-- Work request --
Where does the string "callbacks" appear in the listing below? Copy every line where it does.

-- Task inputs --
====================

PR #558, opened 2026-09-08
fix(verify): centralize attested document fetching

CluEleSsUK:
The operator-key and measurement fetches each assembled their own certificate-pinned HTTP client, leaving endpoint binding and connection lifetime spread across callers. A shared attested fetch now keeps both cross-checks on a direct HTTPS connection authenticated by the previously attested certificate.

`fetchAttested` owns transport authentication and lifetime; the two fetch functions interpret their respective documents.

====================

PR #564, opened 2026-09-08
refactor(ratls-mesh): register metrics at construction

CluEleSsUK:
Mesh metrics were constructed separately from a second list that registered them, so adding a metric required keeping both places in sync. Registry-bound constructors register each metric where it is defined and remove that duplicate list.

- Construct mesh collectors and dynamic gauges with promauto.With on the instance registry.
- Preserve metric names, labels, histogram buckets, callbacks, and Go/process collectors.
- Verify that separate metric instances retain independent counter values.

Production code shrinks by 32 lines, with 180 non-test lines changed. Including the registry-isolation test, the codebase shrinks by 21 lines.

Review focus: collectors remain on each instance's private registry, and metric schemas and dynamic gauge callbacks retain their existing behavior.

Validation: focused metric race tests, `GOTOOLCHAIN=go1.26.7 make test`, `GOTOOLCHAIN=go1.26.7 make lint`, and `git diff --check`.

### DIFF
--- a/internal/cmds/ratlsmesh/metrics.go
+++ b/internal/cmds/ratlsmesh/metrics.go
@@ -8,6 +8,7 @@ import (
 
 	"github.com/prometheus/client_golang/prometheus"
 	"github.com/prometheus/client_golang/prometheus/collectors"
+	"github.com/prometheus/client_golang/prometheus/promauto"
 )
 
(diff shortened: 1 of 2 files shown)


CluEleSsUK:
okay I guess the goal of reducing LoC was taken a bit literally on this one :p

====================

-- Result --
- Preserve metric names, labels, histogram buckets, callbacks, and Go/process collectors.
Review focus: collectors remain on each instance's private registry, and metric schemas and dynamic gauge callbacks retain their existing behavior.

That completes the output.